What is the Golgi Apparatus

The Golgi apparatus (also known as the dictyosome or Golgi body) is a cellular organelle that is to be found in many eukaryotic cells. Their main job is as a processing and packaging factory for the important macromolecules vital to cellular functioning like proteins and lipids. The products of the process are often secreted by the cell.

The structure of the Golgi apparatus can be seen as three to eight membranous stacks called cisternae. The stack has five different functional regions and each of these regions uses different enzymes which it uses to modify the contents depending on where the product is going to be sent to. It is thought that the Golgi apparatus have a storage function and are also responsible for constructing complex cell components out of more simple ones.

The key to moving products around in the to different areas, both into and out of the Golgi apparatus is the vesicles. These containers may, for example, transport products from the endoplasmic reticulum into the Golgi apparatus.

Meanwhile other vesicles will be filled at the Golgi apparatus and sent to the cell membrane, for example, where the products may be secreted into the exterior of the cell in a process called exocytosis. Secretory vesicles are used in the nervous system in the release of neurotransmitters with the vesicles moving to the membrane of an appropriately stimulated neuron and releasing their contents into the extracellular space. Vesicles may also be sent to lysosomes for degradation of their contents.

An individual cisterna, one of the half dozen or so that makes up a stack, contain enzymes capable of modifying or helping in some way the proteins that are being transported through the Golgi apparatus. They can add carbohydrates in a process known as glycosylation, for example. Another function is to add phosphates in a process called phosphorylation. They also contain the proteins required for their own maintenance.

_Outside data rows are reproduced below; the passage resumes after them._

PR #3131, opened 2025-09-11
fix(sync-service): Handle shutdown of blocked connection manager

magnetised:
Connection manager waiting for connection resolution to finish is not receiving signals from the supervisor, so a terminate call while blocked in resolving an unresponsive host will only succeed once the postgres connection times out.

This solves that by making the shutdown behaviour of the connection  resolver process is `brutal_kill` so the call from the conn manager exits and unblocks and the supervisor shutdown continues normally.

This requires a re-ordering of the child startup and so introduces a new call back to start the conn manager startup process once the resolver is up

### DIFF
--- a/packages/sync-service/lib/electric/connection/manager.ex
+++ b/packages/sync-service/lib/electric/connection/manager.ex
@@ -845,8 +845,6 @@ defmodule Electric.Connection.Manager do
       state.replication_client_pid
     )
 
-    dispatch_stack_event(:replication_client_ready, state)
-
     state = %{state | replication_client_blocked_by_pending_transaction?: false}
 
     case phase do
--- a/packages/sync-service/test/electric/connection/manager_test.exs
+++ b/packages/sync-service/test/electric/connection/manager_test.exs
@@ -237,9 +237,6 @@ defmodule Electric.Connection.ConnectionManagerTest do
     test "failure to get pooled connection results in retries", ctx do
       %{stack_id: stack_id} = ctx
 
-      # make sure we've reached the connection pool stage
-      assert_receive {:stack_status, _, :replication_client_ready}, 1000
-
       ref = Process.monitor(GenServer.whereis(Electric.Connection.Manager.name(stack_id)))
 
       refute_receive {:DOWN, ^ref, :process, _pid, _reason}, 1000
@@ -318,7 +315,6 @@ defmodule Electric.Connection.ConnectionManagerTest do
       )
 
       assert_receive {:stack_status, _, :connection_lock_acquired}, 1000
-      assert_receive {:stack_status, _, :replication_client_ready}, 1000
 
       {time, log} =
         :timer.tc(


packages/sync-service/lib/electric/connection/manager.ex
```diff
@@ -996,6 +1006,8 @@ defmodule Electric.Connection.Manager do
   defp handle_connection_pool_ready(state) do
     case state.pool_pids do
       %{admin: {pid1, true}, snapshot: {pid2, true}} when is_pid(pid1) and is_pid(pid2) ->
+        dispatch_stack_event(:connection_succeeded, state)
```
alco: This is too generic. And it will confuse customers who get these stack events in their event log.

By the way, I've just noticed that this `handle_connection_pool_ready()` function obscures the fact that a `{:continue, ...}` value is returned from the GenServer callback that calls the helper function. I'm strongly for keeping the return value of `handle_*` callbacks inside the callback itself. Adding indirection just puts more cognitive load on us poor devs.

packages/sync-service/lib/electric/connection/manager.ex
```diff
@@ -815,6 +845,8 @@ defmodule Electric.Connection.Manager do
       state.replication_client_pid
     )
 
+    dispatch_stack_event(:replication_client_ready, state)
```
msfstef: Is this necessary? We are not emitting events for every internal process we start, I'd be reluctant to introduce more stack events now before we revisit this more thoroughly

packages/sync-service/test/electric/connection/manager_test.exs
```diff
@@ -255,6 +286,55 @@ defmodule Electric.Connection.ConnectionManagerTest do
...
+          fn ->
+            ExUnit.CaptureLog.capture_log(fn ->
+              :ok = Supervisor.stop(Connection.Manager.Supervisor.name(stack_id: ctx.stack_id))
+            end)
+          end,
+          :millisecond
+        )
+
+      assert time < 1000
+      refute log =~ "Electric.DBConnection unknown error"
```
msfstef, line 330: Could we generalize this to no error logs in general?

magnetised: no, because the dbconnection processes error as they're unable to connect.

packages/sync-service/lib/electric/connection/manager.ex
magnetised: i had this feeling that extra messages would provoke dissent... i think I did need a little more info for initial versions of the test but actually maybe I can drop it if it's controversial. I personally don't see why giving people more progress information is bad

The function of the Golgi apparatus can be seen as an important processing and packaging plant, in some ways similar to a Post Office. There are many different macromolecules, particularly proteins but also lipids, that it is required to sort and package and modify and guide in the right direction around the cell or perhaps even out of the cell altogether.

There is still plenty of work to be done in figuring out all of the mysteries of the Golgi apparatus such as the transport mechanism used by proteins as they pass through the Golgi apparatus, for example. But what is clear is that without the Golgi apparatus the cell would quite probably become clogged up with macromolecules, decreasing the efficiency of the cell, degrading its function, and quite probably leading to its death.